Brown Wright Stein Lawyers

IN THE FEDERAL COURT OF AUSTRALIA

VICTORIA DISTRICT REGISTRY

GENERAL DIVISION

VID 482 of 2013

BETWEEN:

AUSTRALIAN CONSUMER AND COMPETITION COMMISSION

Applicant

AND:

SALECOMP PTY LTD (ACN 094 346 522)

Respondent

JUDGE:

MIDDLETON J

DATE OF ORDER:

6 DECEMBER 2013

WHERE MADE:

MELBOURNE

THE COURT ORDERS THAT:

1.    The Court declares, pursuant to section 21 of the Federal Court of Australia Act 1976 (Cth), that in making the oral statements listed at paragraph 1(a) to (f) of the Originating Application filed on 12 June 2013 in the Proceeding, the Respondent:

(a)    made representations in connection with the supply or possible supply of goods or services that were false or misleading and concerned the existence, exclusion or effect of any guarantee, right or remedy available under the consumer guarantee provisions in Division 1 of Part 3-2 to the Australian Consumer Law (‘the ACL’) being Schedule 2 to the Competition and Consumer Act 2010 (Cth), and the remedies relating to those guarantees in Part 5-4 of the ACL in contravention of section 29(1)(m) of the ACL; and

(b)    in doing so, engaged in conduct that was misleading or deceptive or likely to mislead or deceive in contravention of section 18 of the ACL.

2.    Pursuant to section 232 of the ACL, the Respondent is restrained (whether by itself, its servants, agents or otherwise howsoever) for a period of three years from the date of these orders from making representations (whether oral or written) to any customer to the effect:

(a)    that the Respondent:

(i)    does not have any obligation to provide a replacement or refund in relation to goods it supplies regardless of the circumstances and the consumer guarantee provisions of Division 1 of Part 3-2 and the remedies relating to those guarantees in Part 5-4 of the ACL (with the only available remedy being the remedy of repair);

(ii)    does not have any obligation to provide any remedies in relation to goods it supplies that are contrary to its policies;

(iii)    does not have any obligation to provide a replacement for goods it supplies until the relevant manufacturer gives permission for that remedy to be provided; and

(b)    that the only available remedy to a consumer of goods supplied by the Respondent is to repair the goods.

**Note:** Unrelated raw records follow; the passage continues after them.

Issue #3957, opened 2016-06-01
COMMAND HealthChecks removed on mesos-master restart/issue


davent:
COMMAND Health Checks are being removed (i.e. `INFO Removing health check for app`) and never re-created when something happens to the mesos-master. I have seen this with both a restart of the mesos-master and also under less controlled situations such as a leader re-election or network issues.

To reproduce:

1) Create an App with a COMMAND Health Check
2) Restart mesos-master
3) grep marathon log for `Removing health check`

Although `addAllFor` and subsequently `add` is called (which you can see int he logs: `INFO Adding health check for app`) No health check data is ever available either via the UI (the good old grey bar of doom) or via the JSON return via the API.

The HTTP and TCP Health Checks return successfully but the only way to re-establish the COMMAND Health Checks is to restart the Apps.

Using:
Mesos: 0.28.0
Marathon: 1.1.1

brat002:
Have this problem too.

andlaz:
Same issue.

davent:
Some additional information:

When a Mesos Slave drops from the cluster (in the case just witnessed this was due to a faulty EC2 node having to be rebooted) and then rejoins this appears to also cause this issue.

brat002:
Does any plans to fix it? Marathon is unusable in real production infrastructure without health checks.

kensipe:
@davent @brat002 @andlaz  Thanks for the report.  After some review, It looks like it may be an issue with Apache Mesos.   Command health checks are reported differently than other health checks in Mesos.  They are received via a task status update.   If you look at the implementation in Mesos:  https://github.com/apache/mesos/blob/master/src/health-check/main.cpp#L135-L137
Updates are only sent:
1) for the first success
2) after a failure
In your example there is no failure so no update of status.  It doesn't make sense for Marathon to assume a success.  When need to get the health status from mesos after a network partition or master fail over.

I'm working with the core team to get an answer in place.

brat002:
After some improvements in mesos https://github.com/apache/mesos/issues/118, looks like marathon also has a problem. 
Now Mesos shows health: true after leader re-election, but marathon still show "unknown" health.

Marathon task status:
`id: "lsau01-XXXXXXXXXXXXXX",
name: "lsau01-XXXXXXXXXXXXXX",
framework_id: "c5ad05ba-4a33-4d65-ab67-4d7c29928985-0001",
executor_id: "",
[...]

PR #4094, opened 2016-07-13
Fixed health check status on restart or mesos leader loss

tsydd:
When mesos master is lost or marathon is restarted, task status is shown as "Unknown". It happens because health check status is not handled correctly when health check is in "reconcile" state.

Prepare steps:

1. run zookeeper with default config:

   ```ini
   tickTime=2000
   initLimit=10
   syncLimit=5
   dataDir=/tmp/zookeeper
   ```
   `$ ./bin/zkServer.sh start-foreground`

2. run mesos master and mesos slaves:
   `$ mesos-master.sh --ip=127.0.0.1 --work-dir=/tmp/wd1 --quorum=2 --port=5050 --zk=zk://localhost:2181/mesos`
   `$ mesos-master.sh --ip=127.0.0.1 --work-dir=/tmp/wd2 --quorum=2 --port=5051 --zk=zk://localhost:2181/mesos`
   `$ mesos-master.sh --ip=127.0.0.1 --work-dir=/tmp/wd3 --quorum=2 --port=5052 --zk=zk://localhost:2181/mesos`

3. run mesos agent:
   `$ mesos-agent.sh --master=zk://localhost:2181/mesos --work_dir=/tmp/wda1 --port=5150`

4. run marathon with parameters
   `--master zk://localhost:2181/mesos --zk zk://localhost:2181/marathon`

5. go to http://localhost:8080 and create application with
   * command: `tail -f /dev/null`
   * health check:
      * protocol: `command`
      * command: `true`

After application is created, it's health status will be "healthy"

Steps to reproduce:
* kill mesos master
* restart marathon

In both cases task status becomes "Unknown" instead of "Healthy"

### DIFF
--- a/src/main/scala/mesosphere/marathon/MarathonScheduler.scala
+++ b/src/main/scala/mesosphere/marathon/MarathonScheduler.scala
@@ -8,6 +8,7 @@ import mesosphere.marathon.core.base.{ CurrentRuntime, Clock }
 import mesosphere.marathon.core.launcher.OfferProcessor
 import mesosphere.marathon.core.task.update.TaskStatusUpdateProcessor
 import mesosphere.marathon.event._
+import mesosphere.marathon.health.HealthCheckManager
 import mesosphere.util.state.{ FrameworkIdUtil, MesosLeaderInfo }
 import org.apache.mesos.Protos._
 import org.apache.mesos.{ Scheduler, SchedulerDriver }
@@ -29,7 +30,8 @@ class MarathonScheduler @Inject() (
     mesosLeaderInfo: MesosLeaderInfo,
     system: ActorSystem,
     config: MarathonConf,
-    schedulerCallbacks: SchedulerCallbacks) extends Scheduler {
+    schedulerCallbacks: SchedulerCallbacks,
+    healthCheckManager: HealthCheckManager) extends Scheduler {
 
   private[this] val log = LoggerFactory.getLogger(getClass.getName)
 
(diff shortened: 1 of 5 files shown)


brat002:
Looks great! Thank you!

brat002:
Works as expected. Please, merge this.

markeijsermans:
I can agree @brat002 in #3957, this is a major issue for us as we heavily rely on health checks in production and use this data for such things as (Sensu) alerts, service discovery etc. Expediting this would be highly appreciated. At the moment we are forced to restart/deploy apps manually, thereby rendering our masters sort of non-HA. Thanks

src/main/scala/mesosphere/marathon/MarathonScheduler.scala
```diff
@@ -71,7 +73,7 @@ class MarathonScheduler @Inject() (
   override def statusUpdate(driver: SchedulerDriver, status: TaskStatus): Unit = {
     log.info("Received status update for task %s: %s (%s)"
       .format(status.getTaskId.getValue, status.getState, status.getMessage))
-
+    healthCheckManager.reconcile(status)
```
aquamatthias: @meichstedt: Instead of hard wiring the reconcile logic here: can we make this part of `NotifyHealthCheckManagerStepImpl`?

meichstedt: Not really with the current implementation: If a statusUpdate received during a reconciliation does not change the state of a task, no StateChange is populated, and we can't use the update step processor.

meichstedt:
Imo a better solution similar to other places would be to route all tasks to the HealthCheckManagerActor after a leader election, as we're only interested in reconciling after a failover. A simple approach would be to have the `HealthCheckManagerActor` load all tasks from the TaskTracker in `preStart` (the actor is started after Marathon becomes leader) and call `update` for each launched task with the according status. That would load a potentially out of date state, but as soon as statusUpdates triggered by reconciliation are received, the health status would be updated anyways.

aquamatthias:
Close in favor of #4210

3.    Pursuant to sections 224(1)(a)(ii) and 228 of the ACL, the Respondent is to, within 28 days of the date of these Orders, pay to the Commonwealth a pecuniary penalty in respect of the contravention of section 29(1)(m) of the ACL in the amount of $28,000.

4.    Pursuant to section 246(2) of the ACL, the Respondent is to, within 28 days of the date of the date of these Orders, prominently display at the point of sale of every product supplied by the Respondent during the operation of a retail sales service undertaken under the name Harvey Norman a copy of the summary of consumer rights under the ACL at Annexure A of the Originating Application for a period of three years.

5.    Pursuant to section 246 of the ACL, within 28 days of the date of these Orders or 28 February 2014, whichever is the later (‘the Commencement Date):

(a)    the Respondent is to:

(i)    for a period of one year following the Commencement Date, implement its own compliance program to be undertaken by each employee of the Respondent with respect to the rights available to consumers under the ACL including the consumer guarantees in Division 1 of Part 3-2 of the ACL and the remedies relating to those guarantees in Part 5-4 of the ACL (‘the Consumer Law Compliance Program). The Consumer Law Compliance Program must conform to the compliance standards set out in the Australian Standards on Compliance Programs (AS 3806-2006);

(ii)    for a period of two years thereafter, participate in a consumer law compliance program to be recommended by subsidiaries of Harvey Norman Holdings Limited to all franchisees trading under the Harvey Norman ® name in Australia and made available for the participation of their employees; and

(b)    the Respondent is to, no later than 14 days after the Commencement Date, serve on the ACCC an affidavit verifying that, in conformity with these Orders, it has displayed the notice referred to at Order 4 above and it has implemented the Consumer Law Compliance Program.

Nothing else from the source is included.